--- START ---
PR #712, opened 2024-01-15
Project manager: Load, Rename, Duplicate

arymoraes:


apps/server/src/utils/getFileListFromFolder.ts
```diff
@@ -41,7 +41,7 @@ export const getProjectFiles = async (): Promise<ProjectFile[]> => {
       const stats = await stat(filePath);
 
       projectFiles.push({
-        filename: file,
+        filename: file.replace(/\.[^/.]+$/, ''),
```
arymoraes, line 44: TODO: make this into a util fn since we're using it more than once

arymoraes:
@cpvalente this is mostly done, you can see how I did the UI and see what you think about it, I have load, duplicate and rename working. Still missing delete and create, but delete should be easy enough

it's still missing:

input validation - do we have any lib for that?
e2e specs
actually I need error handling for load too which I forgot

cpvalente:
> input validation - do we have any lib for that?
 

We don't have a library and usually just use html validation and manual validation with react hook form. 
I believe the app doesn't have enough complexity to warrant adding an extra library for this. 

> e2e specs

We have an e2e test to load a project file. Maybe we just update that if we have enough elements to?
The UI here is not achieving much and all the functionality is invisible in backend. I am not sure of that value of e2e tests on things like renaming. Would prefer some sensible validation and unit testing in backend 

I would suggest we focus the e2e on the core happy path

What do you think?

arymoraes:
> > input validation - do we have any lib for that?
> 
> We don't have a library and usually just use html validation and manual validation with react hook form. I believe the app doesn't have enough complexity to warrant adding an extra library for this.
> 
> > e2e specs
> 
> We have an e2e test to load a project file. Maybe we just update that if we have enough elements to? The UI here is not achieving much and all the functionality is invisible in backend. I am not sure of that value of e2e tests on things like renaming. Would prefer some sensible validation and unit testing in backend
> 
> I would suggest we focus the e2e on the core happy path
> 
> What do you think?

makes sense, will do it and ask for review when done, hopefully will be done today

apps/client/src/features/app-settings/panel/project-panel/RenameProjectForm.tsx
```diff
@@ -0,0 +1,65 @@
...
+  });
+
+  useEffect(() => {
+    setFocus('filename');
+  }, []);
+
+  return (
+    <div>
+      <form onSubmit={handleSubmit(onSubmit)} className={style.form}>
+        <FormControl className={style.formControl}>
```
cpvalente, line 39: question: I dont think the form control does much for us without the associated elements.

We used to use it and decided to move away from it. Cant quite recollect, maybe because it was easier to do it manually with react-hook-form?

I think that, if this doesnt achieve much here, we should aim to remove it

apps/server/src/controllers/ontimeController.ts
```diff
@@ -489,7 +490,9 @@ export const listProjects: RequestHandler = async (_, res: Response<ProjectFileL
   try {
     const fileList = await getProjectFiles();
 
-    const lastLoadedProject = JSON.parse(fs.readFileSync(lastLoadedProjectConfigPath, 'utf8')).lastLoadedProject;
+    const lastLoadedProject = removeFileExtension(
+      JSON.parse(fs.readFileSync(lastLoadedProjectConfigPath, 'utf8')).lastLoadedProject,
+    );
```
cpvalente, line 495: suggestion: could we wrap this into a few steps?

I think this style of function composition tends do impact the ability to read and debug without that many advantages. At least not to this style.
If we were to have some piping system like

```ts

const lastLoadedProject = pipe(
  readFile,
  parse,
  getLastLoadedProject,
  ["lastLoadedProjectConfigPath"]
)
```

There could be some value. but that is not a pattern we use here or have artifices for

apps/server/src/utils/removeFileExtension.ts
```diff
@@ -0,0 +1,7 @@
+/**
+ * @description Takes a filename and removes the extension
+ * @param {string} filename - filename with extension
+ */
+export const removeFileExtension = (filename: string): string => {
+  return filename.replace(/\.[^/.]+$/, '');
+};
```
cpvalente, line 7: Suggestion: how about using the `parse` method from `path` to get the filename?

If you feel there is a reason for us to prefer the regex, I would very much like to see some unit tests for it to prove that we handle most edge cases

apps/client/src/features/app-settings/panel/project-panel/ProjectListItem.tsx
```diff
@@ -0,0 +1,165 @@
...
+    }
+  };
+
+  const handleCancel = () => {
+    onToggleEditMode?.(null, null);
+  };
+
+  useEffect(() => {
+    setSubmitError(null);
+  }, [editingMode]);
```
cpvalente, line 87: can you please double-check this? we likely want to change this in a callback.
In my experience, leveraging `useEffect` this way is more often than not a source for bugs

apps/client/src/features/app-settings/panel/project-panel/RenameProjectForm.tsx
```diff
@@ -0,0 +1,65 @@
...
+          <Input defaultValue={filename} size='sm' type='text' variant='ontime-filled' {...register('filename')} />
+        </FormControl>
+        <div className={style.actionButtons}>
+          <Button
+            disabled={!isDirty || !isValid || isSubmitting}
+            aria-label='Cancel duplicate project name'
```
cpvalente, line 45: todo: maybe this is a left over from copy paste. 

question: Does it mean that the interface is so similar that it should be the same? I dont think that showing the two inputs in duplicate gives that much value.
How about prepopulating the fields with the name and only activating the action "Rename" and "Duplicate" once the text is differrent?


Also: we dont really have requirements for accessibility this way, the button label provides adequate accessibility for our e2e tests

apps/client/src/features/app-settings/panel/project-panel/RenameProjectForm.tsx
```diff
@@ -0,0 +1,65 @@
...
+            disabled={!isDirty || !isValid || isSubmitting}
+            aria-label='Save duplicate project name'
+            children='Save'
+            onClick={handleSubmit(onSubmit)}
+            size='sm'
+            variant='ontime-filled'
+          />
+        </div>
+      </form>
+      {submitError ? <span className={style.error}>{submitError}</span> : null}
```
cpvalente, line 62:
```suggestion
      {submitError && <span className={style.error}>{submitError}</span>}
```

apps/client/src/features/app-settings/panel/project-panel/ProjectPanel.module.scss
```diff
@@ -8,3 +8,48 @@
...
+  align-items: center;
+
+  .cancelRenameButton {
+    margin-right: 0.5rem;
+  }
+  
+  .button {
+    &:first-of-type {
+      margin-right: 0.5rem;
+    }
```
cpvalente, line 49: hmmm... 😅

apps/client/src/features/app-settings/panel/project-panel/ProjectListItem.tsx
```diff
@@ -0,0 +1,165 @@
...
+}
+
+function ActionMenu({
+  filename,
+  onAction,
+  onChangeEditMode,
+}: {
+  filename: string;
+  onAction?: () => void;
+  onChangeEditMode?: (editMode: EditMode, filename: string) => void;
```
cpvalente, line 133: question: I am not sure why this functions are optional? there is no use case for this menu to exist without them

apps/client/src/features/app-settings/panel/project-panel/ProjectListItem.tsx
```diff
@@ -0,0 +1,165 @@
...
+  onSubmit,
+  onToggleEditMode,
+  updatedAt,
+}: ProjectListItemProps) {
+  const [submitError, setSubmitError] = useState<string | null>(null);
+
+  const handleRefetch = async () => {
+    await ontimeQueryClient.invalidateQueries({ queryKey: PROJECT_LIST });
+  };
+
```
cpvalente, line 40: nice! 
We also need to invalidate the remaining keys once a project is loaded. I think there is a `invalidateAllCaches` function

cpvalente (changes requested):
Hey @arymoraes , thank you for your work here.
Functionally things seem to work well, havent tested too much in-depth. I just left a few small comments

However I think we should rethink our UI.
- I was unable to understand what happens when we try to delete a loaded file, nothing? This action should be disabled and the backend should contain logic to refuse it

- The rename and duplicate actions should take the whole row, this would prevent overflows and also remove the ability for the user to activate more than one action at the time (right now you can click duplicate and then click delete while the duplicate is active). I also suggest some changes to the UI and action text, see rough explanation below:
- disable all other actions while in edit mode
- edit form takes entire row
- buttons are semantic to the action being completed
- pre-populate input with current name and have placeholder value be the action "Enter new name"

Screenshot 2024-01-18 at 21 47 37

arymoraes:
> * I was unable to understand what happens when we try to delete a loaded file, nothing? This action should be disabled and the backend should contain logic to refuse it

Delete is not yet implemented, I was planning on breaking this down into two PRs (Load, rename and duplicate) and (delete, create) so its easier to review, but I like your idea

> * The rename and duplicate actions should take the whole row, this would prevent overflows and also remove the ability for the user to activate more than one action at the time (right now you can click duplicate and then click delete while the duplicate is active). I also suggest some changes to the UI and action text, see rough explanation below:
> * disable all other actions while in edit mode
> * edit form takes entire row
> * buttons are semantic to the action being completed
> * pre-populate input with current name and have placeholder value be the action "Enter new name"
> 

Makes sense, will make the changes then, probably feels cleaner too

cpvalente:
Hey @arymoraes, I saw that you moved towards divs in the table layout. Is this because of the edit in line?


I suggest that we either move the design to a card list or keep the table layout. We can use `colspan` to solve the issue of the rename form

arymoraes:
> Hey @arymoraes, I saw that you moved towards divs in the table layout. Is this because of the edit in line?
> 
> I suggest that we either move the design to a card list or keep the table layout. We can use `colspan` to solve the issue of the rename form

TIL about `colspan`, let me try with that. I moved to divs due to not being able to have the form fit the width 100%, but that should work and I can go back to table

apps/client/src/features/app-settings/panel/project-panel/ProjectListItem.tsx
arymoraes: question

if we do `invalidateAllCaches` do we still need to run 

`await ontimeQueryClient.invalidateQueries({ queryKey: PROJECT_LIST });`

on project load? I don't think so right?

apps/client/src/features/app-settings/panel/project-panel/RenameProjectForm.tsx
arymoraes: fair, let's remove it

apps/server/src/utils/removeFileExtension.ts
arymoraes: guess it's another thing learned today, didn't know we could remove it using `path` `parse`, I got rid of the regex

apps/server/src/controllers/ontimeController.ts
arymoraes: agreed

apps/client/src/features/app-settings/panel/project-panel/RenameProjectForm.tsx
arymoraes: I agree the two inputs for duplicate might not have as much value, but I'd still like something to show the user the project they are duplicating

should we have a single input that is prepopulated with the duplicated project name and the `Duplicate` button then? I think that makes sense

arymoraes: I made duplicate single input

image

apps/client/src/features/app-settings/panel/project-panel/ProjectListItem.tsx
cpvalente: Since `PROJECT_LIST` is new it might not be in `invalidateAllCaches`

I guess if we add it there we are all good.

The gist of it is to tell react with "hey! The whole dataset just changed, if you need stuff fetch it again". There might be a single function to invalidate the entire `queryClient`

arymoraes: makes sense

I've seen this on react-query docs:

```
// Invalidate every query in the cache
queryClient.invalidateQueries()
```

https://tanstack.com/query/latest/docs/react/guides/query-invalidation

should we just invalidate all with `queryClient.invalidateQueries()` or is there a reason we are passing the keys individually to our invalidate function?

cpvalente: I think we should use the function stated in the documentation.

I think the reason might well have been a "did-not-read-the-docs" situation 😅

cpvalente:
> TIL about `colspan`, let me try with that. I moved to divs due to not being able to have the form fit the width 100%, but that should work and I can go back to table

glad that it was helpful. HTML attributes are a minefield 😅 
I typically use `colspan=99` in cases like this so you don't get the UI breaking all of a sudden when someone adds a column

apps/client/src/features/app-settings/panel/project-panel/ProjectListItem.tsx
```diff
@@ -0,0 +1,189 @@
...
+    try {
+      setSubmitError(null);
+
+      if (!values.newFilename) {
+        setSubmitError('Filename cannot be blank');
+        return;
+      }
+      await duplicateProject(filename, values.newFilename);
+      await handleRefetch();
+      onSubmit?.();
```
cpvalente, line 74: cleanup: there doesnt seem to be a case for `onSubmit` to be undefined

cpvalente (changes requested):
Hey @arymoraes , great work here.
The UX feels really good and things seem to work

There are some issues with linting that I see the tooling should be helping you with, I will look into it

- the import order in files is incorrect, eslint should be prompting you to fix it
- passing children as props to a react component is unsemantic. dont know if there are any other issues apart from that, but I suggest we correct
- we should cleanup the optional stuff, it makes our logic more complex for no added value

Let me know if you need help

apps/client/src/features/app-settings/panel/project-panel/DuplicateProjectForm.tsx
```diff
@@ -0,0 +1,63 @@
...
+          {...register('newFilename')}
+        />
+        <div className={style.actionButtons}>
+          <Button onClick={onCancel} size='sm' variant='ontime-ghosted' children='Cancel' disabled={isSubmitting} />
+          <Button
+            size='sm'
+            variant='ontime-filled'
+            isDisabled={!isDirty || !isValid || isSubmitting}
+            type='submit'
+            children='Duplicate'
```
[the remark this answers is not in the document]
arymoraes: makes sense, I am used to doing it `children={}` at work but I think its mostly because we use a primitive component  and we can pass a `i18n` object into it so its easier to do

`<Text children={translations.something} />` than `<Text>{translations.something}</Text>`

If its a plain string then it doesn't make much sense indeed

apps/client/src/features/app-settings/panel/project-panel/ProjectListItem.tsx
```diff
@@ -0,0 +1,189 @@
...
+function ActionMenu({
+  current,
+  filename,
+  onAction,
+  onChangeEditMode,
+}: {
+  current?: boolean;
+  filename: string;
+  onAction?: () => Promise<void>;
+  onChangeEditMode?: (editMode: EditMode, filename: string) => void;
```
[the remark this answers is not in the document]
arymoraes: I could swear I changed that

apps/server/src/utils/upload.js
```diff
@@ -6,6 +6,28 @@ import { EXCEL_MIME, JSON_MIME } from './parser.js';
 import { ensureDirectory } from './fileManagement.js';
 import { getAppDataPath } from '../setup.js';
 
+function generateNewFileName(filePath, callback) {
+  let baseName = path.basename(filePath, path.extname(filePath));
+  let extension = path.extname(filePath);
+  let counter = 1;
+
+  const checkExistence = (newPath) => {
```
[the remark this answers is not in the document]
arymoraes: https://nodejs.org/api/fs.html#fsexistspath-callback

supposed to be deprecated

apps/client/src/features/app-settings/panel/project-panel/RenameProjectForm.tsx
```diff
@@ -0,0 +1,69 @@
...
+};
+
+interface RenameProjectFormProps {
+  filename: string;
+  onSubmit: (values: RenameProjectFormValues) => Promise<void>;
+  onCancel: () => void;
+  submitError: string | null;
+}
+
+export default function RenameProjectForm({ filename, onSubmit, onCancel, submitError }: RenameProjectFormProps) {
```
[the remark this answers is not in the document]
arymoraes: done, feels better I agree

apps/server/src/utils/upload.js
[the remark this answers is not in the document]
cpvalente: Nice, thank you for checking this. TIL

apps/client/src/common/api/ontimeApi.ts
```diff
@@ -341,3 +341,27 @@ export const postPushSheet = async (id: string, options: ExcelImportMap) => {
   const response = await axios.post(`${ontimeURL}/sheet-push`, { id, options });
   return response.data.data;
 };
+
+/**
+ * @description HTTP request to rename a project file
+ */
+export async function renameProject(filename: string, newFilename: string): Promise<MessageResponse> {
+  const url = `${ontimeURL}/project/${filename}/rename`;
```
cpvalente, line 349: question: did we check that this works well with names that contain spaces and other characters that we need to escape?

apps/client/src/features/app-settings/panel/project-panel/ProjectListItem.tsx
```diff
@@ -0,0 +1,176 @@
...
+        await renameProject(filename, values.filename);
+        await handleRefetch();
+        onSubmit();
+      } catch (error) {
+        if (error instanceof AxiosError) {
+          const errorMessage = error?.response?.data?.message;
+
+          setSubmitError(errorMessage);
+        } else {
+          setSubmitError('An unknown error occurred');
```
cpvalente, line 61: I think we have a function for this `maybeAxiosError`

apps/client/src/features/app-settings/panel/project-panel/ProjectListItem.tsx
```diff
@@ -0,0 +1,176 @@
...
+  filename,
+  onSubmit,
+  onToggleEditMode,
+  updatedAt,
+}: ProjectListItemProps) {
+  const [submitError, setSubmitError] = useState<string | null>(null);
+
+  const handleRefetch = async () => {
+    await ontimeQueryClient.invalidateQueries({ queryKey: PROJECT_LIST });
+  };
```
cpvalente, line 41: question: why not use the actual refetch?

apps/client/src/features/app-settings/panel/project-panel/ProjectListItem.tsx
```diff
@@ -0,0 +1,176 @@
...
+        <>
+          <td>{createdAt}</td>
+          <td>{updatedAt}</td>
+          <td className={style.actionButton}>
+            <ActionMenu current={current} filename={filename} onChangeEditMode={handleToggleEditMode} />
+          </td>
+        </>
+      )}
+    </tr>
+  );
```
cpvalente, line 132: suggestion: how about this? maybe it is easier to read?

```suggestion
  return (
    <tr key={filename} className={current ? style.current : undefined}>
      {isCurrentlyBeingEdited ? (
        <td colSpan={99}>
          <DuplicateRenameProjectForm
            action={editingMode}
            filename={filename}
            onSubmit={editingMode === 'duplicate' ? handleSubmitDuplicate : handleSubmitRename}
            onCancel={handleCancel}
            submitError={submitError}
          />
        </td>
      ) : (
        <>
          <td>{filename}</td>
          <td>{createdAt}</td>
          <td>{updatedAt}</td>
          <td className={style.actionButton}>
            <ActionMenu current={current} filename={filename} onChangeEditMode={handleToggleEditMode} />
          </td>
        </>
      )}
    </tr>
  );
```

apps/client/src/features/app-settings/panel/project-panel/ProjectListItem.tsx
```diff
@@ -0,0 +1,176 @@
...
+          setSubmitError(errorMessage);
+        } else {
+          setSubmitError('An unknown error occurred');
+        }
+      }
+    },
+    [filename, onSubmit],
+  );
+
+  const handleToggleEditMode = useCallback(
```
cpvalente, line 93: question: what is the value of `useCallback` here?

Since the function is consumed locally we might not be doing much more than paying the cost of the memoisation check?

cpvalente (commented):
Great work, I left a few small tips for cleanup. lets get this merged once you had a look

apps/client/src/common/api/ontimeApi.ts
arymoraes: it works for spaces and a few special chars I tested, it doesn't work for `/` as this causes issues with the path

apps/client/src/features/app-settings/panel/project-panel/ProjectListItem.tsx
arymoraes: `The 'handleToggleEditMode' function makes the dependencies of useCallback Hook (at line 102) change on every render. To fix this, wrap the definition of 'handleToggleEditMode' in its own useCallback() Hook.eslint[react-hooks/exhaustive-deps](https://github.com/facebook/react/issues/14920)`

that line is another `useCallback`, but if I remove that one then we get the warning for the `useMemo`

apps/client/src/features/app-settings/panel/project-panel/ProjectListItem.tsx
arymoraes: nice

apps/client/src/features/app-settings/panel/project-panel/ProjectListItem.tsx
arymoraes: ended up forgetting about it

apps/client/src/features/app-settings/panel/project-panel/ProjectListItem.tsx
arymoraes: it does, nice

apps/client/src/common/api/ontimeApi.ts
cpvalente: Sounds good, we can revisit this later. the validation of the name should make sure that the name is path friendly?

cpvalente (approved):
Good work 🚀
--- END ---
Exercise directions
Starting with the line that contains "arymoraes: nice", output every line through the end of the listing above, unchanged.

Answer section
arymoraes: nice

apps/client/src/features/app-settings/panel/project-panel/ProjectListItem.tsx
arymoraes: ended up forgetting about it

apps/client/src/features/app-settings/panel/project-panel/ProjectListItem.tsx
arymoraes: it does, nice

apps/client/src/common/api/ontimeApi.ts
cpvalente: Sounds good, we can revisit this later. the validation of the name should make sure that the name is path friendly?

cpvalente (approved):
Good work 🚀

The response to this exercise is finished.